Returning to Port Cullis was always difficult. It didn’t matter whether or not Fiona would be seeing her father; just being in the familiar streets, passing familiar buildings, filled her head with intrusive memories. Even now, as she walked through Silver Park with her sisters, she saw the tree one of her bullies had pushed her out of, the hill where her father’s ill-fated attempt at a family picnic had ended with his shouting at Fiona and denying her food as punishment, the creek where she had broken down into sobs after days of pretending everything was normal after her favorite cat had died.
There were positive memories, too. Pouncing on leaves while pretending to be a cat, chasing her sisters around, but they didn’t push themselves to the surface in the same way the negative memories did. It pained her that she could no longer appreciate the beauty of what had once been one of her favorite places.
Abigail and Alice didn’t seem to have the same problem. Although they spent most of their time traveling now, they had never permanently moved away from Port Cullis. They must have found their own ways to distance themselves from their negative memories. By escaping them physically, it appeared that Fiona had created a vulnerability, a way for them to force themselves into her thoughts that her sisters had immunized themselves against. In a way, it seemed, Port Cullis was a different city for Fiona than it was for Abigail and Alice.
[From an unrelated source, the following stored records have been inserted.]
PR #345, opened 2021-06-30
Fix/i18 deployment

BenBradnick:
Fixes for some issues discovered in I18 deployment testing:

- PositionLabellerPart not uploading additional points after initial 5,000, and now waits until unique ID reaches last ID expected using same logic as DetectorDriverPart. This was working using the AreaDetector simulator with pausing, breakpoints and pausing with breakpoints
- Savu kinematics can now scan without any axes in AxesToMove for no motion and added NeXus templates to the package data
- Cast data type in OdinWriterPart to lower case for NumPy V1.2 update

Then for convenience I added a basic block for the UnrollingPart so that it could be enabled/disabled in a design based on visibility. This allows the same scan block YAML to be used by Odin and non-Odin detectors.


BenBradnick:
I found additional issues when using a software-triggered detector and outer axes. If I paused part way through an inner scan, then the number of images to take would be updated for the remainder of that inner scan in Seek and then not be reset in PostRunArmed. This should now be fixed.

I want to do more testing with hardware triggering with scans with both breakpoints and outer axes with pausing to confirm these are all working together.

PR #348, opened 2021-08-10
Use servo frequency PV instead of I10

lyodaom:
This way, the PmacStatusPart will also work for PowerPMAC (this also depends on https://github.com/dls-controls/pmac/pull/91)


thomascobb (approved):
This looks fine, please can you add release notes showing the minimum version of pmac required, then we can merge

lyodaom:
Done

PR #349, opened 2021-09-27
Remove rank padding on secondary and attribute datasets

GDYendell:
This makes it possible to plot with these datasets on the x axis. Requires [ADCore#474](https://github.com/areaDetector/ADCore/pull/474)

### DIFF
--- a/CHANGELOG.rst
+++ b/CHANGELOG.rst
@@ -3,8 +3,19 @@ Change Log
 All notable changes to this project will be documented in this file.
 This project adheres to `Semantic Versioning <http://semver.org/>`_ after 2-1.
 
+`5.4`_ - 2022-03-30
+-------------------
+
+Changed:
+
+- Removed rank padding on secondary and attribute datasets. Before this change,
+  AreaDetector drivers using the HDF5 file writer would pad these data with an
+  additional 1x1 dimension on top of the scan shape. This makes it simpler for
+  plotting and visualisation. This change requires a minimum ADCore version of
+  3.12 for the HDF5 file writing plugins.
+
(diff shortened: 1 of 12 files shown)


thomascobb (commented):
How do we transition between old and new ADCore? Can we detect it via version number, or should we add a parameter to the HDF writer?

GDYendell:
We could use $(P)$(R)ADCoreVersion_RBV, either on DRV or the HDF5 plugin.

If Mark would like it to be a config option then we can set the PV. Maybe that is cleaner anyway?

BenBradnick (commented):
Looks good. If the ADCore PR is merged as-is then I guess all AreaDetector drivers would need updating to the new ADCore version on a beamline before deploying.

A comment in the changelog on this is needed and it would be useful for it to error if it finds an old ADCore version (in a similar way to PmacTrajectoryPart for the motion program version).

GDYendell:
Does the version check need to go in code, or can we something like the `required_version` config that `DetectorDriverPart` uses?

BenBradnick:
I feel like there's a verb missing there - do you mean move check_driver_version to ADCore/util.py and re-use the same logic in the HDFWriterPart, or just use it as the actual check?

I think it will need to be a separate check in the HDFWriterPart. You could be sending the arrays from the IOC running the AreaDetector driver to another IOC with the HDF5 plugin using the PVAccess plugin, and each of these may not be running against the same version of ADCore.

GDYendell:
I have rebased on the latest. I think this is ready once ADCore 3.12 is released, so we can do the version check. The last commit will need amending when that happens.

Despite her initial resolve, her search for Riven had hit a dead end almost immediately. She had no way to reach the Fae Realms and no idea where to start looking for a way in. She cursed herself for not asking the slimes when she had the chance. They were said to be from the Fae Realms originally, so they must have had a way back and forth. Unfortunately, when she had gone back to look for them, they were gone.
She knew that Riven had been searching for a way to the Fae Realms for years, so if she was going to find it, she had to think of something that Riven wouldn’t have thought of. Unfortunately, Riven’s brilliance and single-mindedness when it came to living out her kinks meant that there was little that Fiona could imagine she wouldn’t have already tried.
With no ideas left, she had come to Port Cullis. When she had arrived at her sisters’ cramped apartment, hidden up a set of stairs in a trash-filled alley, she had been relieved to find them home. Most of their recent work had involved shipping supplies to the southern continent for the war, which meant they were at constant risk for attacks from aquatic demons and the monsters who served them. Fiona had nightmares of receiving word that her sisters had been killed by a kraken.
Abigail and Alice had welcomed Fiona with warm hugs, then dragged her out for a walk in the park, asking her for news. Instead, she decided to ask them a question.
“When you were kids, did you really lose your ability to shapeshift?”
Abigail and Alice looked at each other; Abigail’s ears twitched slightly. “Yeah, of course,” Abigail said. “I mean, that’s how it works, isn’t it? I’m just glad I decided to become a girl before I lost my ability. I would have hated to have been trapped as a boy.”
Alice nodded in agreement. “It sucks that we couldn’t keep them. I wish I could still do it, but I’d rather be stuck as a girl than a boy.”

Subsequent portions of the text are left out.